#### REQUIREMENT:
Could you count the lines in the data that contain "done"? Reply with the number only.

#### TASK MATERIAL:
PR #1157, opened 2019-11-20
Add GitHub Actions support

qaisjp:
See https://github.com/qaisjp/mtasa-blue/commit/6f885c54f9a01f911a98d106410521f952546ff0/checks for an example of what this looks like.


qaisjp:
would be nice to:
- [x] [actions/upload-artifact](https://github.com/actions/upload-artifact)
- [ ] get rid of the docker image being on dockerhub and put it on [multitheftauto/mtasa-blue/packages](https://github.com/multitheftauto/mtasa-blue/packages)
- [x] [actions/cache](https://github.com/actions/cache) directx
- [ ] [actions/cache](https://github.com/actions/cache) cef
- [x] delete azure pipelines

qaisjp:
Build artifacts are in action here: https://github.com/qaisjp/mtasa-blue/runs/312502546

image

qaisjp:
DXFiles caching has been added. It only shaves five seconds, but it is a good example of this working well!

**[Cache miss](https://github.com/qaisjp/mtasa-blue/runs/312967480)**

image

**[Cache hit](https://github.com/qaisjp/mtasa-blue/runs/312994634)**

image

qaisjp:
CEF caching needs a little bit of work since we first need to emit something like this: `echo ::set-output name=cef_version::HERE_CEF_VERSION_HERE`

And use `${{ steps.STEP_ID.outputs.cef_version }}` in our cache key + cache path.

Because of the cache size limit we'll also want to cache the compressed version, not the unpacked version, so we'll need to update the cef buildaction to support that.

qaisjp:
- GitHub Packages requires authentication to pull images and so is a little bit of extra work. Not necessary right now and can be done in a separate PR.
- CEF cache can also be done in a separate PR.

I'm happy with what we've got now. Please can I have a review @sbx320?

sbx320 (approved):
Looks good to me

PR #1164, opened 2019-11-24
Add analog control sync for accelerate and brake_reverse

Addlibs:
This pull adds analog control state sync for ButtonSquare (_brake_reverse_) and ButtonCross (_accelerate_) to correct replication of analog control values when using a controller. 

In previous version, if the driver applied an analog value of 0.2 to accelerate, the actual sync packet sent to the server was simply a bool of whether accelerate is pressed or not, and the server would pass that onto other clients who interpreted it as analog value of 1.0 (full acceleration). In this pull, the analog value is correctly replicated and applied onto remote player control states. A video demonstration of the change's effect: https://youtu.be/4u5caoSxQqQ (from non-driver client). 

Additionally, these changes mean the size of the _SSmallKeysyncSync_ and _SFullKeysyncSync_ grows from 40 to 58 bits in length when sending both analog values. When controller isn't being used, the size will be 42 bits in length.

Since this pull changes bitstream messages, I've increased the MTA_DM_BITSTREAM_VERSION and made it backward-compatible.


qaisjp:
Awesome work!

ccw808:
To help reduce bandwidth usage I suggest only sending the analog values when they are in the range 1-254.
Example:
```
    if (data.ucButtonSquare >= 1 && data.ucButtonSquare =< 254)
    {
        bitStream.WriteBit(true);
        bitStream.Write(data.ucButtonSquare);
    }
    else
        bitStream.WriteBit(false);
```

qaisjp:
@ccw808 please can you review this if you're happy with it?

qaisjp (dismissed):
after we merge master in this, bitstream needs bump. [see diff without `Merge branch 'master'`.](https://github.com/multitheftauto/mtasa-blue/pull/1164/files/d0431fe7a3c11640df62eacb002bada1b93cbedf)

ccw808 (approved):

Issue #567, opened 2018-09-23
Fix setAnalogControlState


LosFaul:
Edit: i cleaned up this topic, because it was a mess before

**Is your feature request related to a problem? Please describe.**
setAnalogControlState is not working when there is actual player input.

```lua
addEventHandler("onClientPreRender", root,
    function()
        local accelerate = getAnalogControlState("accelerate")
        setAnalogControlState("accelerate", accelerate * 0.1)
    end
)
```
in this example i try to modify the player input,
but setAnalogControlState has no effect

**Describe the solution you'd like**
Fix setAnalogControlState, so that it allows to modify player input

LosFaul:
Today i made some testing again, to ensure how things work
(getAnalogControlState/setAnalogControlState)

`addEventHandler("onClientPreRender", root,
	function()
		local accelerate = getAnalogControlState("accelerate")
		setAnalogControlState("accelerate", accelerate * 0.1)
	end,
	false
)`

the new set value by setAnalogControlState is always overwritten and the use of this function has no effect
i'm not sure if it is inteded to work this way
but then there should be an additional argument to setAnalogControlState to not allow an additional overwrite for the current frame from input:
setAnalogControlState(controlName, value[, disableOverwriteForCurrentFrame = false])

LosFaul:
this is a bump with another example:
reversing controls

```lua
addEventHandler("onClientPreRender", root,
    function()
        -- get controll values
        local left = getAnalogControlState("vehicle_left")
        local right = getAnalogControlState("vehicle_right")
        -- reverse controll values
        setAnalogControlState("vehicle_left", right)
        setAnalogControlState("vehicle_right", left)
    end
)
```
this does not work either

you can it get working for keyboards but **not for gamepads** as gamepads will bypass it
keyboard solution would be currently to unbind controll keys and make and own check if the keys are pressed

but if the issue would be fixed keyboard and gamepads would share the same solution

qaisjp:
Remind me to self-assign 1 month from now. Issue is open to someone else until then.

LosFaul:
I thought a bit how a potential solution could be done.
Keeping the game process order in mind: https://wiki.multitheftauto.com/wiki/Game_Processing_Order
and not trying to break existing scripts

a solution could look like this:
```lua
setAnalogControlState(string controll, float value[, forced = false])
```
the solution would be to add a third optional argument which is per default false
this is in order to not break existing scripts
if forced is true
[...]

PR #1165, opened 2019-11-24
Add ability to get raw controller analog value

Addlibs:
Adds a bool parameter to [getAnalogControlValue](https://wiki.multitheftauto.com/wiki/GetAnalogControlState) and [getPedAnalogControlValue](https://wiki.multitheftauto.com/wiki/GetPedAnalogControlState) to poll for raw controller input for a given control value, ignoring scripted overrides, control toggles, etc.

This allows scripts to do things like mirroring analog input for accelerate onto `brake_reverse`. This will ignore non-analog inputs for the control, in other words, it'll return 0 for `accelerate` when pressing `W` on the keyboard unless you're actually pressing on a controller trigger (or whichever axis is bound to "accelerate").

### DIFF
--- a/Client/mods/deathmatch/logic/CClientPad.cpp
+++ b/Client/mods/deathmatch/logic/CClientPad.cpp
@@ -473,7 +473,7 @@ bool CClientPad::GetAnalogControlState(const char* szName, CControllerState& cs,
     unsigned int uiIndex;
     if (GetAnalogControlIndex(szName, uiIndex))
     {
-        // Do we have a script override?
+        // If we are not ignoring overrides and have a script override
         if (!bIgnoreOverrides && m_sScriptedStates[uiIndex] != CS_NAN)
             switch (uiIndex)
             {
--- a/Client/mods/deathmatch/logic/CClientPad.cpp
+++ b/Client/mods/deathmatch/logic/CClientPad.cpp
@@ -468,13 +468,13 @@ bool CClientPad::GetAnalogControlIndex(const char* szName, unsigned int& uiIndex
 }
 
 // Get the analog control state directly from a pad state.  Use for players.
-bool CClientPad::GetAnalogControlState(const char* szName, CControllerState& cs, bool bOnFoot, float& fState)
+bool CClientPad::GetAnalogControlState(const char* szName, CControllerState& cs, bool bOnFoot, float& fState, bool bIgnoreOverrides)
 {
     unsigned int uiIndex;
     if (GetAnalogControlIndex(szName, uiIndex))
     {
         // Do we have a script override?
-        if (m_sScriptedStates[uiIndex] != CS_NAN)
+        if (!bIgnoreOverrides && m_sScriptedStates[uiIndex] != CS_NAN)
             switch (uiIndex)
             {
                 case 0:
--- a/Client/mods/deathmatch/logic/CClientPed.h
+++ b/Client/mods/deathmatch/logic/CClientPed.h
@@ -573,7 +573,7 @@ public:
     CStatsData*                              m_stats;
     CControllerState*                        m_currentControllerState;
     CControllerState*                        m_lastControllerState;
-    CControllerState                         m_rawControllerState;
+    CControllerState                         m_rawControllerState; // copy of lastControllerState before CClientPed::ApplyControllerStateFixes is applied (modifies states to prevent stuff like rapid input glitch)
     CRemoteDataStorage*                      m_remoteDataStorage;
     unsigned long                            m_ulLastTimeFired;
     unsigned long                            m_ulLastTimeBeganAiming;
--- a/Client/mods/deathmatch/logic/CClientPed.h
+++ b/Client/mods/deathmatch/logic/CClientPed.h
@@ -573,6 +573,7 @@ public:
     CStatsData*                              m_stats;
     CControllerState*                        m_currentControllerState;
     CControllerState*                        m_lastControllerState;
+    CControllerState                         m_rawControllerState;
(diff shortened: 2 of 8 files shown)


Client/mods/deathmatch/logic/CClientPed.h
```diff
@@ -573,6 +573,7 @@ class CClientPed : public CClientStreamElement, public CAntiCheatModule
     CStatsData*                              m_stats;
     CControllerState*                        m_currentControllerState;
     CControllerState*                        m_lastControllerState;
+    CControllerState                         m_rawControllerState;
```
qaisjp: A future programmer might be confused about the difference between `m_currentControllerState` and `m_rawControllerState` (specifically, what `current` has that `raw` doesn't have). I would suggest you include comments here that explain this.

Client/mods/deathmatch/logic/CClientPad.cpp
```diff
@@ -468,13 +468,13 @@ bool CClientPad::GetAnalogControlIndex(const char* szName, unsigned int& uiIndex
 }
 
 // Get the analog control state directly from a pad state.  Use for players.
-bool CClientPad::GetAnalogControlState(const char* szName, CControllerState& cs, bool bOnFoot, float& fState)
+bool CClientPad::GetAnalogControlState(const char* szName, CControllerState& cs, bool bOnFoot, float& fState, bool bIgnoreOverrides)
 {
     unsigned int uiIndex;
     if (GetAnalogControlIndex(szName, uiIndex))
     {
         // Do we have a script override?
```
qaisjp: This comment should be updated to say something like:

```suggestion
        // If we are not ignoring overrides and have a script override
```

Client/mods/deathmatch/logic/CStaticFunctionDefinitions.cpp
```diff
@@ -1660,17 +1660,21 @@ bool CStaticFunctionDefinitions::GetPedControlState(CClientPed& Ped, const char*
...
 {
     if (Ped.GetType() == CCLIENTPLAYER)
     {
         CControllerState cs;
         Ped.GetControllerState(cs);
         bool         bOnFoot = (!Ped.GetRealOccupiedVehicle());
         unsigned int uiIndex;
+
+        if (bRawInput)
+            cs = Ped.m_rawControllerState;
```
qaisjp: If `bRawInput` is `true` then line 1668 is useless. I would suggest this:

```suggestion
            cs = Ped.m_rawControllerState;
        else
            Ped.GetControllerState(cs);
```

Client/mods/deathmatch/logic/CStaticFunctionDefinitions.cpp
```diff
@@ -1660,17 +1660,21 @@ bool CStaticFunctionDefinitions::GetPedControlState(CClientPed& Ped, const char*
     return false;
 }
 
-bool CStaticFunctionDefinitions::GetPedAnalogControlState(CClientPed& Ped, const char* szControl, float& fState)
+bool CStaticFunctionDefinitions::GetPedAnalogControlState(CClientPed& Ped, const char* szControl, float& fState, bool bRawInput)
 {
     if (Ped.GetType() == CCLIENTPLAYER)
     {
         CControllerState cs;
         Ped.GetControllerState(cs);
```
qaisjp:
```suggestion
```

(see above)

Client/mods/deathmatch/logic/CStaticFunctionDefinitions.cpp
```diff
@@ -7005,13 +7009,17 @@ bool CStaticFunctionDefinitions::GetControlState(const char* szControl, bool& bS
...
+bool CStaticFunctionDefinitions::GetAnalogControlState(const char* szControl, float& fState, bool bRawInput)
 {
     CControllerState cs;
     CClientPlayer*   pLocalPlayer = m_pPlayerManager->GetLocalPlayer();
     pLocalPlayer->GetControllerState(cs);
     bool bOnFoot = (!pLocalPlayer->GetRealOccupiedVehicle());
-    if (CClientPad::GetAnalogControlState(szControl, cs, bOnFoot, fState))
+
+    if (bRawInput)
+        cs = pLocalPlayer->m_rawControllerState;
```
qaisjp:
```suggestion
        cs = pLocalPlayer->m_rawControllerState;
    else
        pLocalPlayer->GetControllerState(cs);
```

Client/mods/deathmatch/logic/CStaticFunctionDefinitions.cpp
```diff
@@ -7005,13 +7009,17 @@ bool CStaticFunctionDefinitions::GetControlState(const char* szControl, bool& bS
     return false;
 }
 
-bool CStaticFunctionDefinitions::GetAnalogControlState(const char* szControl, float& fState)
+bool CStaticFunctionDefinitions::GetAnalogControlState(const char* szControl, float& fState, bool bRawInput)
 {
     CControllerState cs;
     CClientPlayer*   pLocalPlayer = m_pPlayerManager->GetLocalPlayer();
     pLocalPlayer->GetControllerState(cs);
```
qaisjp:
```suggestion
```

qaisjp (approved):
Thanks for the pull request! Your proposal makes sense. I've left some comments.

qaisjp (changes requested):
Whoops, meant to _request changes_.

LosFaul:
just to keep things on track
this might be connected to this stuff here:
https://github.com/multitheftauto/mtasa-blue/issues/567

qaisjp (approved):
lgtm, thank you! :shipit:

#### EXERCISE SOLUTION:
3